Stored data

PR #1093, opened 2024-11-11
MFA-Bypass: Disable service user for MFA bypass

abhilashraju:
MFA-Bypass option is disabled for service user.
Service user will be always bypassed for MFA and the patch operation should be disabled from  altering it.

### DIFF
--- a/redfish-core/lib/account_service.hpp
+++ b/redfish-core/lib/account_service.hpp
@@ -1349,6 +1349,11 @@ inline void updateUserProperties(
             // Check if the input vector contains just one bypass type:
             // as there are just two defined in the backend:
             // GoogleAuthenticator  and None
+            if (username == "service")
+            {
+                messages::operationNotAllowed(asyncResp->res);
+                return;
+            }
             if (mfaBypass->size() > 1)
             {
                 messages::propertyNotWritable(asyncResp->res,


redfish-core/lib/account_service.hpp
```diff
@@ -1349,6 +1349,11 @@ inline void updateUserProperties(
             // Check if the input vector contains just one bypass type:
             // as there are just two defined in the backend:
             // GoogleAuthenticator  and None
+            if (username == "service")
```
raviteja-b, line 1352: can you please add service user checks to GenerateSecretKey and VerifyTOTP redfish operations??

abhilashraju: why? will not it be automatically covered by the bypass property? If bypass enabled generate secret key will not work right?

raviteja-b: what's error returned for generated secret key and verify totp operation for service ??

abhilashraju: But we should have same error for any user who are bypassed and yet try to create secret key right? Why special error for service user?

raviteja-b: then its going to return internal server error

gtmills (approved):

PR #1101, opened 2024-11-25
1110: Rebase: json utility: fixed core dump during sensor load

jeaaustx:
Pulling in an upstream commit to fix a problem with objectKeyCmp() which causes bmcweb to core dump. Haven't seen this core dump downstream but thought it would be safer to pull in the fix since we are using this function:
 - https://gerrit.openbmc.org/c/openbmc/bmcweb/+/75867

bmcweb replaces underscores with spaces in sensor names for better readability. The existing objectKeyCmp function did not handle this case, leading to core dumps in the sensor load path.

Error details are provided below.

```
bmcwebd[1368]: [DEBUG sensors.hpp:507] Added sensor P0_NS_VR_FAN_2
bmcwebd[1368]: terminate called after throwing an instance of
       'boost::detail::with_throw_location<boost::system::system_error>'
bmcwebd[1368]:   what():  leftover [boost.url.grammar:4]
```

Implemented a new algorithm that alphabetically sorts non-URL keys and retains the existing logic for URL-type keys.

Tested: Updated and verified the test cases.

Change-Id: I39c3f7cc54dec5e7cf9658977e1078acb827afb2

### DIFF
--- a/redfish-core/include/utils/json_utils.hpp
+++ b/redfish-core/include/utils/json_utils.hpp
@@ -22,6 +22,9 @@
 #include "human_sort.hpp"
 #include "logging.hpp"
 
+#include <boost/system/result.hpp>
+#include <boost/url/parse.hpp>
+#include <boost/url/url_view.hpp>
 #include <nlohmann/json.hpp>
 
 #include <algorithm>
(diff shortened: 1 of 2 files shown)


baemyung (approved):
Yes, I agree to pull this

PR #1109, opened 2024-12-05
Correct errors for spare core overwrite

gtmills:
Three commits here to return a better error when resolve/delete error log is unavailable due to active gard record. This is part of the spare cores overwrite story. 

The 1st commit is  [Switch resolved to use SetProperty](https://github.com/ibm-openbmc/bmcweb/commit/ad5b2a67cd6032189c065e597ed044d7c8f66b87). This follows patterns elsewhere and is already done upstream at https://github.com/openbmc/bmcweb/blob/master/redfish-core/lib/log_services.hpp#L1806. There is a lot of downstream commits in this area so pulling upstream wasn't possible 
2nd commit is [Map Error.Unavailable to something better](https://github.com/ibm-openbmc/bmcweb/commit/1525466aaf0629f9f609c4105176b7aa0d4107cf). Upstream at https://gerrit.openbmc.org/c/openbmc/bmcweb/+/75570 
3rd commit is [Add specific error on Delete](https://github.com/ibm-openbmc/bmcweb/commit/e97723a0a8a73428d63799ee6cd1c3407c2a118f). Haven't seen us do this for detete, pending 75570 

Tested: Nikhil tested on the GUI and said this worked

### What is needed
In the entries above, find each line with the word "load" and copy it.

### Solved exercise
1110: Rebase: json utility: fixed core dump during sensor load
bmcweb replaces underscores with spaces in sensor names for better readability. The existing objectKeyCmp function did not handle this case, leading to core dumps in the sensor load path.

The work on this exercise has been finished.